YOUR GOAL –
Your answer is to be the count alone: the number of lines in the data below where "interactive" appears.

EXTRACTED RECORDS –
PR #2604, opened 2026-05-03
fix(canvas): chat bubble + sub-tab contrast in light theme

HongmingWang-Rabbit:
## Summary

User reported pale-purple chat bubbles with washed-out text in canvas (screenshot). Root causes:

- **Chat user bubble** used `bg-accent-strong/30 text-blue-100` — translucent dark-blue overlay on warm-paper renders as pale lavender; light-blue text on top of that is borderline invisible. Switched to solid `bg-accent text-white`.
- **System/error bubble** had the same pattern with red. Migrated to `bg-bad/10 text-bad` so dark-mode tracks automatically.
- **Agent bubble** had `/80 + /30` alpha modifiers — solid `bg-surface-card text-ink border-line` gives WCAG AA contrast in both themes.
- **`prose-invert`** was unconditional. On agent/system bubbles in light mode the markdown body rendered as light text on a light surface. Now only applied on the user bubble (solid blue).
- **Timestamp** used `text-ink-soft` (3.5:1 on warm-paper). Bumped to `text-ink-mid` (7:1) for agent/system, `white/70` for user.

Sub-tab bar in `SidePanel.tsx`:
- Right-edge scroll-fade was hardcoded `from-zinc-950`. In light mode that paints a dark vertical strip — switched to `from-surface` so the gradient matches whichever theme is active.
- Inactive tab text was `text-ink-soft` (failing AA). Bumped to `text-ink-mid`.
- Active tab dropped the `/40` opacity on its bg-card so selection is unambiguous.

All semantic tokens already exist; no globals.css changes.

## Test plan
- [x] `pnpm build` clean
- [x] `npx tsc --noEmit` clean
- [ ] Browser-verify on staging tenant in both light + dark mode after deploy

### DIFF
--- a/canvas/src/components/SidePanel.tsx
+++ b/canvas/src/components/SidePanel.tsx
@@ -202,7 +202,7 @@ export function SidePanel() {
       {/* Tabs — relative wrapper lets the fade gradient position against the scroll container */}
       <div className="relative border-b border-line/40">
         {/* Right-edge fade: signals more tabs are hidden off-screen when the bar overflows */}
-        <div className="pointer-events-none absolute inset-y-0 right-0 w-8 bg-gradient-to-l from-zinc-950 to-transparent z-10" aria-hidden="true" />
---
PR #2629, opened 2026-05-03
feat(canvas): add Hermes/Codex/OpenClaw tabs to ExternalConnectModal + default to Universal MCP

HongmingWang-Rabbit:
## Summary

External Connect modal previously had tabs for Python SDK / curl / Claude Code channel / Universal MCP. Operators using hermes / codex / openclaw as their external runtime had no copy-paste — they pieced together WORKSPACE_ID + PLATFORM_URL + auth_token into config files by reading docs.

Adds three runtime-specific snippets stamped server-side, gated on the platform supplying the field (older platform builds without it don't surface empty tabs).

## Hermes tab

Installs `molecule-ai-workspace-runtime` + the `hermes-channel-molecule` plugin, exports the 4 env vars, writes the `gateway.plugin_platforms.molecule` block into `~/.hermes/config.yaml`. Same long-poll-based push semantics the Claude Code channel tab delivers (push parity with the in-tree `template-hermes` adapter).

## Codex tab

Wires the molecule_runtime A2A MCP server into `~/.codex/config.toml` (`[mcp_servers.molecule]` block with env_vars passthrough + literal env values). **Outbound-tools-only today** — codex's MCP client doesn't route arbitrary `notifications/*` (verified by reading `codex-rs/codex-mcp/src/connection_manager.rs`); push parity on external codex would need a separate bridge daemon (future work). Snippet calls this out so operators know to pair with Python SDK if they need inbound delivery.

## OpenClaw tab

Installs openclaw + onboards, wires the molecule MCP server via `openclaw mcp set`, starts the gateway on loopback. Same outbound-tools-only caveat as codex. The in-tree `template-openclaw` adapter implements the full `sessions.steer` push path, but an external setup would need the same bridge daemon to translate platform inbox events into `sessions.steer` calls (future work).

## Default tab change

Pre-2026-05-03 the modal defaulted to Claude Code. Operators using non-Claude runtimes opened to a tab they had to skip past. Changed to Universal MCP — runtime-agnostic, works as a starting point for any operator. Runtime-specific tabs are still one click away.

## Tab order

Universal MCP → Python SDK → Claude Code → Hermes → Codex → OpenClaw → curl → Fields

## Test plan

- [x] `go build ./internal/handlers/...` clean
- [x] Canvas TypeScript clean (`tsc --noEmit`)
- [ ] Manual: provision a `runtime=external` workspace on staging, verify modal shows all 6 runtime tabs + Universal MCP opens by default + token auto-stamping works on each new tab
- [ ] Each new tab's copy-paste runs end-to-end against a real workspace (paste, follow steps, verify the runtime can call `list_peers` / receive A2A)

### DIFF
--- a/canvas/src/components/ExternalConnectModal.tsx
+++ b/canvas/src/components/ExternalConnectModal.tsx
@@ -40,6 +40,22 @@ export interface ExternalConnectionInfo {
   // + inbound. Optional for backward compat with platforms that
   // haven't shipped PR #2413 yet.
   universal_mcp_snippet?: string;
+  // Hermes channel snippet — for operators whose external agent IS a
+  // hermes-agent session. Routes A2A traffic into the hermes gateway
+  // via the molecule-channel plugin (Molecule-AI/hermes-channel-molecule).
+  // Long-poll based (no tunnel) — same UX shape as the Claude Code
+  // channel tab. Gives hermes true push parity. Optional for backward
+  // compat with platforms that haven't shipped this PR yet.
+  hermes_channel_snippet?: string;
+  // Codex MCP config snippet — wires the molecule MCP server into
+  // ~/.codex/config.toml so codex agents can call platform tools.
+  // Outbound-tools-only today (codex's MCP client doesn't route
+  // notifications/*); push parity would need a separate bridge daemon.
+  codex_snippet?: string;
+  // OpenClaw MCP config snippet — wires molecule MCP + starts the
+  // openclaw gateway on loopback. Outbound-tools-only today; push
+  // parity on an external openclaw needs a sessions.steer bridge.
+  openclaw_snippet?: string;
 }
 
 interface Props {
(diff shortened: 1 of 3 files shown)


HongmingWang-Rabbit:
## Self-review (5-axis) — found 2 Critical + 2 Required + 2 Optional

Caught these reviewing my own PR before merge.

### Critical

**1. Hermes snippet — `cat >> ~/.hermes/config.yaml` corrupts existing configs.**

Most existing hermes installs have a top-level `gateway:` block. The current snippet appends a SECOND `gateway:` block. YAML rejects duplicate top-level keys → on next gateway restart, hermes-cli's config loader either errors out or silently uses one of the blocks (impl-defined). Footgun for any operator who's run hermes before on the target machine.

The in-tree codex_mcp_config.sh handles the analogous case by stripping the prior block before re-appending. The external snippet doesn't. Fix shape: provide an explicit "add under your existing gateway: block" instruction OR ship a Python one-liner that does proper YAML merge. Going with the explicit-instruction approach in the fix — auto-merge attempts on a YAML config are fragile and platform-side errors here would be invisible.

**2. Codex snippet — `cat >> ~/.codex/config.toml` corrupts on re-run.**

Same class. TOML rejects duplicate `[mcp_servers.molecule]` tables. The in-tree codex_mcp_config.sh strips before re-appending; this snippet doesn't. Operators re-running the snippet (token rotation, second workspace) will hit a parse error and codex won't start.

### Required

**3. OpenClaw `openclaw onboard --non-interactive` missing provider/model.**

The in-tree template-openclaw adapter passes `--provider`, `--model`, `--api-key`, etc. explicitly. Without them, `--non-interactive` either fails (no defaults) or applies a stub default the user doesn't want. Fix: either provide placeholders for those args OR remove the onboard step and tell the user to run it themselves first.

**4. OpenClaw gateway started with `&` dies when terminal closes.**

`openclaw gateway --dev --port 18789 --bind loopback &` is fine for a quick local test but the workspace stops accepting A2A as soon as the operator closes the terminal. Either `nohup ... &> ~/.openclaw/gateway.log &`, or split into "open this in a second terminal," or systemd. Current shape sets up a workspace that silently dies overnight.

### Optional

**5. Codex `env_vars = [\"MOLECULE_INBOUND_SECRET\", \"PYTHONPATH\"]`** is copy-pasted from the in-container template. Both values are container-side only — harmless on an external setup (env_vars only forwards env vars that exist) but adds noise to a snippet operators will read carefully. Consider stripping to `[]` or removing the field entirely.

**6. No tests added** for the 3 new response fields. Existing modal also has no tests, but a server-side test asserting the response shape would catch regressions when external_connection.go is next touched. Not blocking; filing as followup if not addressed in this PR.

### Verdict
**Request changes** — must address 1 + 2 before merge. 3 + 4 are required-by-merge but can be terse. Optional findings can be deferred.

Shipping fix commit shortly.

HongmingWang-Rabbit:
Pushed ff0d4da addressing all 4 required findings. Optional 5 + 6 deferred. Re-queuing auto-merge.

ANSWER SECTION –
2